LG: Including us, and we're from out of town. But the Two Saints has the aspect of being a cruddy joint, a sleazy bar. But the Vanguard, is a really classy jazz club. I would go there to see Roland Kirk and Pharoah Sanders and there'd only be 30 or 50 people in the audience. That guy, Max Gordon, has been doing that for years.
 

JP: And then you've got people like Joe Segal in Chicago who's been doing it for years. He just moved out of the projects. He made so little money from it that he was forced to live in the projects. So, for most people involved in the club aspects of it, it's a labor of love sort of thing. On the other hand, you have the record companies who have done nothing for the last 20 or 30 years but rob the artists. For example, the Art Ensemble of Chicago has countless albums out on all these labels, and received not a penny from any of the labels, with probably the only exception being the Baptizum album that the Blues & Jazz Festival put out.
 

SUN: Maybe we should say, most of the artists got only $2000 for three nights. They have to spend that money on travel expenses, and eating, while they're in town.

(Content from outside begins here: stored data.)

PR #3926, opened 2021-04-23
Handle user-facing empty configuration files leniently

sschuberth:
Please have a look at the individual commit messages for the details.

PR #4131, opened 2021-06-08
AnalyzerCommand: Add option to to provide multiple curation files

### LINKED ISSUE #4128: Load curations from a directory structure
To avoid huge `curation.yml` files, ORT should be able to use curations from a directory structure similar to the `--package-configuration-dir` option.

The separate yml-files should be searched for recursively so the user can maintain their wanted directory structure.
As I don't see a technical reason to support both the `--package-curations-file` option and the new `--package-curations-dir` should not be mutually exclusive but merge the curations from both sources.

MarcelBochtler:
Resolves #4128.


analyzer/src/test/assets/package-curations-dIr/curations-1.yml
```diff
@@ -0,0 +1,4 @@
+---
```
sschuberth, line 1: Is the "I" in "package-curation-dIr" intentionally upper-cased?

cli/src/main/kotlin/commands/AnalyzerCommand.kt
```diff
@@ -156,9 +166,13 @@ class AnalyzerCommand : CliktCommand(name = "analyze", help = "Determine depende
         val config = globalOptionsForSubcommands.config
         val analyzer = Analyzer(config.analyzer)
 
+        val curationFiles = mutableListOf<File>()
+        packageCurationsFile.takeIf { it.isFile }?.let { curationFiles.add(it) }
```
sschuberth, line 170: Use `+=` instead of `.add()`.

sschuberth: Same below.

sschuberth (changes requested):

oheger-bosch (commented):
There seems to be a failing test.
Note: The documentation about curation files should be updated (could be done later).

analyzer/src/main/kotlin/curation/FilePackageCurationProvider.kt
```diff
@@ -28,11 +28,13 @@ import org.ossreviewtoolkit.model.PackageCuration
...
- * A [PackageCurationProvider] that loads [PackageCuration]s from a single file. Supports all file formats specified
- * in [FileFormat].
+ * A [PackageCurationProvider] that loads [PackageCuration]s from all [curationFiles]. Supports all file formats
+ * specified in [FileFormat].
  */
-class FilePackageCurationProvider(curationFile: File) : PackageCurationProvider {
-    internal val packageCurations by lazy { curationFile.readValueOrDefault(emptyList<PackageCuration>()) }
+class FilePackageCurationProvider(curationFiles: List<File>) : PackageCurationProvider {
+    internal val packageCurations by lazy {
+        curationFiles.map { it.readValueOrDefault(emptyList<PackageCuration>()) }.flatten()
```
fviernau, line 36: Please put reading a single file into `try / catch` and log a message when reading fails. 
As-is it's hard to figure out for which of the files the deserialization failed.
Also see the `PackageConfigurationProvider` class.

fviernau (changes requested):

analyzer/src/main/kotlin/curation/FilePackageCurationProvider.kt
sschuberth: Speaking about the `(Simple)PackageConfigurationProvider)`, I plan to refactor the class a bit to *also* allow multiple package configurations in a single file when multiple files are spread across a directory tree. And we should probably then do the same here to align the behavior. Any objections @fviernau?

fviernau: > "I plan to refactor the class a bit to also allow multiple package configurations in a single file"

Hm, not sure what exactly you have in mind. I guess that would change the file format of these package configurations, is that correct? What's the reason to do that?

Regarding this commit vs. `(Simple)PackageConfigurationProvider`, I find it quite nice that is has `configurations: Collection<PackageConfiguration>` as opposed to `List<File>`. I believe this PR can consider aligning with that approach.

analyzer/src/main/kotlin/curation/FilePackageCurationProvider.kt
```diff
@@ -28,11 +28,13 @@ import org.ossreviewtoolkit.model.PackageCuration
...
 
 /**
- * A [PackageCurationProvider] that loads [PackageCuration]s from a single file. Supports all file formats specified
- * in [FileFormat].
+ * A [PackageCurationProvider] that loads [PackageCuration]s from all [curationFiles]. Supports all file formats
+ * specified in [FileFormat].
  */
-class FilePackageCurationProvider(curationFile: File) : PackageCurationProvider {
-    internal val packageCurations by lazy { curationFile.readValueOrDefault(emptyList<PackageCuration>()) }
+class FilePackageCurationProvider(curationFiles: List<File>) : PackageCurationProvider {
```
fviernau, line 34: Please use `Collection` instead of `List` as parameter type.

fviernau (changes requested):

analyzer/src/main/kotlin/curation/FilePackageCurationProvider.kt
```diff
@@ -28,11 +28,13 @@ import org.ossreviewtoolkit.model.PackageCuration
 import org.ossreviewtoolkit.model.readValueOrDefault
 
 /**
- * A [PackageCurationProvider] that loads [PackageCuration]s from a single file. Supports all file formats specified
- * in [FileFormat].
+ * A [PackageCurationProvider] that loads [PackageCuration]s from all [curationFiles]. Supports all file formats
```
fviernau, line 31: Take a look at `(Simple)PackageConfigurationProvider`, I find it quite nice that is has `configurations: Collection<PackageConfiguration>` as opposed to `List<File>`. I believe at least considering aligning with that approach would make sense.

analyzer/src/main/kotlin/curation/FilePackageCurationProvider.kt
sschuberth: > I guess that would change the file format of these package configurations, is that correct?

No, it would simply be tried to either read `PackageConfiguration` or `List<PackageConfiguration>` from files found by `findFilesWithKnownExtensions`.

> What's the reason to do that?

That way you could have a directory hierarchy that nests package type / namespace / name, but put different `PackageConfiguration`s for different versions into the same file. But the current mode of one `PackageConfiguration` per file in the tree would also still work.

Also, @MarcelBochtler's change here goes into the direction of always reading `List<PackageCuration>` from curation files. I'd find it confusing for the user to remember that, in case of a directory hierarchy, for `PackageConfiguration`s you must put only one per file, but for `PackageCuration` you must put multiple per file. IMO we should align that by allow both formats for both file types.

fviernau: I find one package configuration quite aligned with the `ort.yml` so I'm not with you in the confusing user bit. However, I agree with your argumentation. So I'm fine implementing it as you just outlined.

analyzer/src/main/kotlin/curation/FilePackageCurationProvider.kt
MarcelBochtler: While I agree that in general it's better to handle defined objects, for the `FilePackageCurationProvider` I think it's better to pass the actual file.

sschuberth: Actually, I'd agree with @fviernau here. If we go into the direction of an ORT "server" backend and a frontend, then our APIs should abstract away from `File`s where possible. I argumented similarly in e.g. [this change](https://github.com/oss-review-toolkit/ort/pull/3926/commits/6d048c02236d4129584bc893b3fc6b4bf71f2f36).

However, such a refactoring should be done in a separate commit, or maybe even in a preparing separate PR, IMO. Esp. as probably more changes make sense to do then, like renaming "*File*PackageCurationProvider" to "*Simple*PackageCurationProvider".

That said, such a refactoring could also be done *after* merging this PR.

analyzer/src/main/kotlin/curation/FilePackageCurationProvider.kt
MarcelBochtler: > Please put reading a single file into try / catch and log a message when reading fails.
As-is it's hard to figure out for which of the files the deserialization failed.
Also see the PackageConfigurationProvider class.

Good point.
I opted to catch `Exception` instead of `IOException` which is done in `PackageConfigurationProvider` to also catch e.g. `IllegalArgumentExceptions` if the file is not valid.

analyzer/src/main/kotlin/curation/FilePackageCurationProvider.kt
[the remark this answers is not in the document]
MarcelBochtler: I explicitly opted against `varargs`. But you're right a secondary constructor would increase the convenience.

analyzer/src/main/kotlin/curation/FilePackageCurationProvider.kt
fviernau: Agree, out of scope of this one makes sense. Just a small hint: testing is also easier without files.

fviernau (dismissed):

MarcelBochtler:
Added documentation.

MarcelBochtler:
I'll also add this option to the _evaluator_ in an upcoming PR.

analyzer/src/main/kotlin/curation/FilePackageCurationProvider.kt
```diff
@@ -28,11 +29,27 @@ import org.ossreviewtoolkit.model.PackageCuration
...
+ * specified in [FileFormat].
  */
-class FilePackageCurationProvider(curationFile: File) : PackageCurationProvider {
-    internal val packageCurations by lazy { curationFile.readValueOrDefault(emptyList<PackageCuration>()) }
+class FilePackageCurationProvider(curationFiles: Collection<File>) : PackageCurationProvider {
+    constructor(curationFile: File) : this(listOf(curationFile))
```
sschuberth, line 36: BTW, an IMO nice pattern to combine both constructors is to use a signature like

    FilePackageCurationProvider(curationFile: File, vararg moreFiles: Collection<File>)

and then let the implementation merge `curationFile` and `moreFiles`. That way you ensure at compile time that at least one file is passed, but more can be passed as well. This is also the approach I'm following in my branch for upcoming `SimplePackageConfigurationProvider` changes.

analyzer/src/main/kotlin/curation/FilePackageCurationProvider.kt
```diff
@@ -28,11 +29,27 @@ import org.ossreviewtoolkit.model.PackageCuration
...
+
+    @Suppress("TooGenericExceptionCaught")
+    internal val packageCurations by lazy {
+        curationFiles.map { curationFile ->
+            try {
+                curationFile.readValueOrDefault(emptyList<PackageCuration>())
+            } catch (e: Exception) {
```
sschuberth, line 43: Why is this not just `IOException` like in `SimplePackageConfigurationProvider`? If it was, we could also just rethrow it (again see `SimplePackageConfigurationProvider`) instead of coming up with our own exception.

MarcelBochtler: See: https://github.com/oss-review-toolkit/ort/pull/4131#discussion_r648073792

sschuberth: Sorry, that conversion was resolved (and thus hidden) too early for me 😀

sschuberth: But sorry, one more question: Do we really stop parsing for all remaining files once an exception occurred? In my upcoming [multi-location-package-config](https://github.com/oss-review-toolkit/ort/tree/multi-location-package-config) branch I'm using [this code](https://github.com/oss-review-toolkit/ort/blob/75f93cdc65c533d63449231b0139a785734dfd17/model/src/main/kotlin/utils/SimplePackageConfigurationProvider.kt#L58-L66) to only log warnings about those files, but continue parsing the other files.

analyzer/src/main/kotlin/curation/FilePackageCurationProvider.kt
MarcelBochtler: > That way you ensure at compile time that at least one file is passed

But this will take away the possibility to pass empty lists, which is being done in this case when no curation file is given.

My prefered option was to use `vararg`. But I get slapped on the fingers by detekt in the calling code:
`FilePackageCurationProvider(*curationFiles.toTypedArray()),`: https://detekt.github.io/detekt/performance.html#spreadoperator

analyzer/src/main/kotlin/curation/FilePackageCurationProvider.kt
MarcelBochtler: I agree. Changed it to logging the warning instead of throwing an error.

analyzer/src/main/kotlin/curation/FilePackageCurationProvider.kt
sschuberth: Then your *detekt*-pre-commit-check is somehow wrong, as we've [disabled that rule](https://github.com/oss-review-toolkit/ort/blob/bd2494938a82843932738780ce27707900976334/.detekt.yml#L41-L43) 😁

sschuberth (approved):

JP: The booking agent gets a healthy chunk out of it.

LG: Right. We got them a break on motels, and we got a break on the price of food in the restaurant upstairs. They get good food, they get their drinks, they get paid every night in cash after they play. We're trying to do something that doesn't step on anybody's feet involved. We're trying to treat our audiences as best as we can. That has been one problem. We're getting a reputation for having poor service because it's difficult in the dark, it's difficult with music playing, the waitresses aren't used to the situation. But we're working as hard as we can to get that aspect together so people can come here and be served, get what they need.

JP: Before we leave the price thing, we should mention, people freak out when they see a $3.00 cover, but people will pay $2.50 or $3.00 in Detroit to see a bad movie that you walk out of disappointed. No one walked out any evening dissatisfied, because the entertainment has been just fantastic.

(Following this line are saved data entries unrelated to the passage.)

PR #4132, opened 2021-06-08
Move resolvedRevision from VcsInfo to Provenance

mnonnenmacher:
This PR mainly moves the `resolvedRevision` property from `VcsInfo` to `RepositoryProvenance` to better model that this property is only supposed to be set by the downloader. Please see the commit messages for details.

### DIFF
--- a/analyzer/src/funTest/kotlin/integration/DrupalIntegrationFunTest.kt
+++ b/analyzer/src/funTest/kotlin/integration/DrupalIntegrationFunTest.kt
@@ -43,10 +43,9 @@ class DrupalIntegrationFunTest : AbstractIntegrationSpec() {
         binaryArtifact = RemoteArtifact.EMPTY,
         sourceArtifact = RemoteArtifact.EMPTY,
         vcs = VcsInfo(
-            VcsType.GIT,
-            "https://github.com/drupal/drupal.git",
-            "4a765491d80d1bcb11e542ffafccf10aef05b853",
-            ""
+            type = VcsType.GIT,
+            url = "https://github.com/drupal/drupal.git",
+            revision = "4a765491d80d1bcb11e542ffafccf10aef05b853"
         )
     )
 
--- a/analyzer/src/test/kotlin/managers/GoModTest.kt
+++ b/analyzer/src/test/kotlin/managers/GoModTest.kt
@@ -36,10 +36,10 @@ class GoModTest : WordSpec({
             id.toVcsInfo().type shouldBe VcsType.GIT
         }
 
-        "return null as resolved revision" {
+        "return the revision" {
             val id = Identifier("GoMod::github.com/chai2010/gettext-go:v1.0.0")
 
-            id.toVcsInfo().resolvedRevision shouldBe null
+            id.toVcsInfo().revision shouldBe "v1.0.0"
         }
 
         "return the VCS URL and path for a package from a single module repository" {
--- a/model/src/main/kotlin/Provenance.kt
+++ b/model/src/main/kotlin/Provenance.kt
@@ -62,24 +62,22 @@ data class RepositoryProvenance(
     /**
      * The VCS repository that was downloaded.
      */
-    val vcsInfo: VcsInfo
+    val vcsInfo: VcsInfo,
+
+    /**
+     * The VCS revision of the source code that was downloaded, resolved from [vcsInfo] during download. Must not be
+     * blank, and must also be fixed revision, e.g. the SHA1 of a Git commit instead of a branch or tag name.
+     */
+    val resolvedRevision: String
 ) : KnownProvenance() {
-    override fun matches(pkg: Package): Boolean {
-        // If no VCS information is present either, or it does not have a resolved revision, there is no way of
-        // verifying matching provenance.
-        if (vcsInfo.resolvedRevision == null) return false
-
-        // This provenance was definitely created when downloading this package.
-        if (pkg.vcsProcessed.equalsIgnoreResolvedRevision(vcsInfo)) return true
-
-        return listOf(pkg.vcs, pkg.vcsProcessed).any {
-            if (it.resolvedRevision != null) {
-                it.resolvedRevision == vcsInfo.resolvedRevision
-            } else {
-                it.revision == vcsInfo.revision || it.revision == vcsInfo.resolvedRevision
-            } && it.type == vcsInfo.type && it.url == vcsInfo.url && it.path == vcsInfo.path
-        }
+    init {
+        require(resolvedRevision.isNotBlank()) { "The resolved revision must not be blank." }
     }
+
+    /**
+     * Return true if this provenance matches the VCS information of the [package][pkg].
+     */
+    override fun matches(pkg: Package): Boolean = vcsInfo == pkg.vcs || vcsInfo == pkg.vcsProcessed
 }
 
 /**
@@ -95,12 +93,11 @@ private class ProvenanceDeserializer : StdDeserializer<Provenance>(Provenance::c
             }
             node.has("vcs_info") -> {
                 val vcsInfo = jsonMapper.treeToValue<VcsInfo>(node["vcs_info"])!!
-                RepositoryProvenance(vcsInfo)
+                // For backward compatibility, if there is no resolved_revision use the revision from vcsInfo.
+                val resolvedRevision = node["resolved_revision"]?.textValue() ?: vcsInfo.revision
+                RepositoryProvenance(vcsInfo, resolvedRevision)
             }
             else -> UnknownProvenance
         }
     }
 }
-
-private fun VcsInfo.equalsIgnoreResolvedRevision(other: VcsInfo): Boolean =
-    copy(resolvedRevision = "") == other.copy(resolvedRevision = "")
--- a/model/src/main/kotlin/VcsInfo.kt
+++ b/model/src/main/kotlin/VcsInfo.kt
@@ -19,7 +19,6 @@
 
 package org.ossreviewtoolkit.model
 
-import com.fasterxml.jackson.annotation.JsonInclude
 import com.fasterxml.jackson.core.JsonParser
 import com.fasterxml.jackson.databind.DeserializationContext
 import com.fasterxml.jackson.databind.JsonNode
@@ -54,13 +53,6 @@ data class VcsInfo(
     val revision: String,
 
     /**
-     * The VCS-specific revision resolved during downloading from the VCS. In contrast to [revision] this must not
-     * contain symbolic names like branches or tags.
-     */
-    @JsonInclude(JsonInclude.Include.NON_NULL)
-    val resolvedRevision: String? = null,
-
-    /**
      * The path inside the VCS to take into account, if any. The actual meaning depends on the VCS type. For
      * example, for Git only this subdirectory of the repository should be cloned, or for Git Repo it is
      * interpreted as the path to the manifest file.
@@ -76,7 +68,6 @@ data class VcsInfo(
             type = VcsType.UNKNOWN,
             url = "",
             revision = "",
-            resolvedRevision = null,
             path = ""
         )
     }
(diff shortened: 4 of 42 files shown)


mnonnenmacher:
@sschuberth @fviernau This can already be reviewed, even though I expect that some tests might fail due to the last two commits I added. The tests already worked for the main commit which moves the property. This change is basically the outcome of the discussion we had a while ago, I hope it matches everyone's requirements. The only thing I didn't do is to add a property for symbolic names like branches or tags, but I think this can be done later if required.

sschuberth:
> This change is basically the outcome of the discussion we had a while ago, I hope it matches everyone's requirements. The only thing I didn't do is to add a property for symbolic names like branches or tags, but I think this can be done later if required.

I have to admit I was slightly confused by the PR's title, as I though the outcome of our discussion was rather to change the docs than the implementation of `VcsInfo`. But I'll first have a look before I complain 😉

LG: And it fits in the mood of Ann Arbor, the entertainment we get, and the music made at the bar every week, is the pulse of Ann Arbor. I'm convinced, since the festivals, the free concerts, everything that's been done in this spirit, the spirit we're doing this with is the spirit of just doing the best in every possible way. You encounter a lot of-problems, and it takes a while to overcome most problems. We're going to get a suggestion box too. We want people to tell us what they want to hear in the way of music, because John and I have been booking mostly on our own taste, our own ideas, with our friends. And we want to open that up to our audience. We want to know what they want to eat, we want to know what they think of everything and how they think they can help it too.

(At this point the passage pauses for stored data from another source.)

PR #5757, opened 2022-09-07
Json schema ort config

MarcelBochtler:
Add schema that validates and enables autocompletion for well typed
configuration options. However loosely typed configuration options like
the analyzer's `packageMangers` options which require a `Map`, are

SUN: So the club will be there to serve the music. the musicians, and the people who come to hear it.
 

LG: Everybody. JP:

We should tell people who King Pleasure is. People have told us that King Pleasure sounds like an expensive massage parlor, like the most expensive burger place. It's a jazz club. King Pleasure is this guy, whose real name is Clarence Beekes who is a famous jazz singer in the 50's who unfortunately only put out three or four record albums, but who's been a great influence on people like the Pointer Sisters, who are very popular now. Their style is pretty much a lift from Lambert, Hendricks, and Ross. Dave Lambert and John Hendricks used to sing with King Pleasure and King Pleasure created the style of music which was based on taking improvisational solos by jazz musicians and writing vocals to these solos and singing them.

LG: Bob Rudnick said it sounded hedonistic.
 

JP: It's all those thingsbut in the end it's the music.

LG: We're all a bunch of hedonists anyway. We're looking for a hot time.
 

JP: If people want to be hedonistic, we have bottles of wine available in our basement.